▶ **Exercise goal**
Copy all lines of the listing that include the string "Introduce".

(Beginning of Records shown)

PR #2140, opened 2016-04-29
Introduce QUnit js test framework

zazabe:
Introduce JS unit test with QUnit on CM

usage descibed in https://github.com/zazabe/cm/blob/js-unit-test/tests/client/README.md


zazabe:
@vogdb please review

Note: the `promiseThrottler` test reproduce the #2134 issue

vogdb:
lgtm

vogdb:
well, one note here

vogdb:
In `QUnit.test("cancel leading"` should be:
```js
      assert.deepEqual(check, ['call:foo', 'finally:foo', 'call:bar', 'resolve:bar', 'finally:bar']);
```
and not
```js
      assert.deepEqual(check, ['call:foo', 'finally:foo', 'call:foo', 'resolve:bar', 'finally:bar']);
```

zazabe:
@vogdb please review

💝 > https://travis-ci.org/cargomedia/cm/jobs/127206070#L1321 ;)

zazabe:
- not sure if it's a good idea to have `bin/qunit`, could we have some troubles with composer?
- require https://github.com/cargomedia/puppet-packages/issues/1297 to run tests inside the box

vogdb:
ok. lgtm

zazabe:
OK, works in the box now:
```
vagrant@www:~/cm$ ./bin/qunit

> promise-utils/promise-throttler
cancel trailing: ✔
cancel leading: ✔
cancel queue: ✔

Took 458ms to run 3 tests. 3 passed, 0 failed.
```

@vogdb @tomaszdurka what do you think about having `bin/qunit`? is it a problem for composer?

vogdb:
I can't say anything about `bin/qunit` + composer :(

njam:
Afaik it's ok - composer honours additional files in its "bin" dir (doesn't modify/delete them).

(End of Records shown)

▶ **Written answer**
Introduce QUnit js test framework
Introduce JS unit test with QUnit on CM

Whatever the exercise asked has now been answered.